Returning from a session of punting reps with the football team, Northwestern pitcher J.J. Standring trotted onto Rocky Miller Park in full pads and quickly got an earful.
“Thanks for showing up,” baseball coach Paul Stevens chided. He then shouted at Standring to steal second in a sprinting drill and take out the team’s second baseman, eliciting a chorus of taunts from the rest of the players.
After practice Standring’s teammates huddled around third baseman Wes Robinson as he tried on Standring’s uniform, playing the role of the two-sport athlete who now has a Big Ten championship ring with the football team.
“They like to try on all the gear and hope they’re football players,” Standring said with a smile, acknowledging that his double duty has been a source of amusement for his teammates most of the spring.

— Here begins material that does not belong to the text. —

PR #792, opened 2023-08-18
Deterministically close open span cache file descriptors

turan18:
The snapshotter stores fetched spans in a cache either in memory or on disk. When reading from the cache on disk we use a [Finalizer](https://github.com/awslabs/soci-snapshotter/blob/main/fs/span-manager/span_manager.go#L401 ) construct to close the open file descriptors when the Go garbage collector sees that the fd is no longer being referenced. The issue with this is that we don't have control over when the GC runs (although it's possible), and so the process could hold on too open fds for a unknown amount of time causing a sort of leak. On systems where the snapshotter is bounded by a ulimit in the number of open files, this can cause the snapshotter span cache get calls to fail, causing `file.Read` failures for the running container/process. This change wraps the readers returned by the cache in `io.ReadCloser`'s, so we can deterministically close the files once the content has been read from them.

But he won’t be joking about it this weekend. The direct conflict between a baseball road trip to Michigan State and the spring football game Saturday has Standring – and linebacker/outfielder Dan Pohlman – holding his tongue about preferences, priorities and playing two sports.
The two have been juggling spring football and baseball for the past month, all while tiptoeing around a firm commitment one way or the other.
Standring, a senior, goes to football practice on his days off from baseball. And he occasionally strays a few hundred yards from the diamond on baseball days to kick around the football for half an hour.
Pohlman, on the other hand, must follow football coach Randy Walker’s rule that multisport freshmen devote their time foremost to his squad.
“I don’t think either one of them has priorities that one outweighs the other,” Stevens said. “They have commitments to what they have said they are going to do here at Northwestern. Both of them have lived up to things and both of these guys are people who I respect tremendously.”
Walker was a little less diplomatic.
“With J.J., the deal we’ve always had – and I kind of inherited the deal – is he’s baseball first,” Walker said. “With Dan it’s a little bit different. His first priority is football, until the day when he’s an accomplished, proven commodity – which he’s far from. I assume he’s going to be there Saturday. I haven’t even thought about it, but I guess if he isn’t here it means he’s quitting.”
This weekend Walker and Stevens have come just short of asking the two to declare themselves. And the verdict has Standring traveling to East Lansing, Mich., and Pohlman suiting up in Evanston.
The two players know better than to publicly chime in on the dispute. They can only follow through with their decisions this weekend and hope not to further inflame the coach that’s getting the short end of the stick.
The key is to avoid the word “priority.”
“I’m here on a football scholarship, and that basically makes my mind up for me right now,” said Pohlman, a second-team linebacker. “Baseball’s something that doesn’t pay my bills right now and football does.”
Things promise to calm down next week, with this weekend’s football scrimmage marking the end of spring practice, and Pohlman and Standring returning full-time to Stevens.
Standring has struggled with shoulder problems lately and is far from the form that propelled him to a 7-3 record two years ago.
But he threw two-thirds of an inning in relief against Indiana last weekend and impressed Stevens.
Pohlman, who started in right field Sunday, has played in 19 games this season with the baseball team. He should see more time in the outfield once he makes himself a regular at practice.
“It’s difficult not to play,” he said. “But I don’t deserve to play all the time because I’m not here.”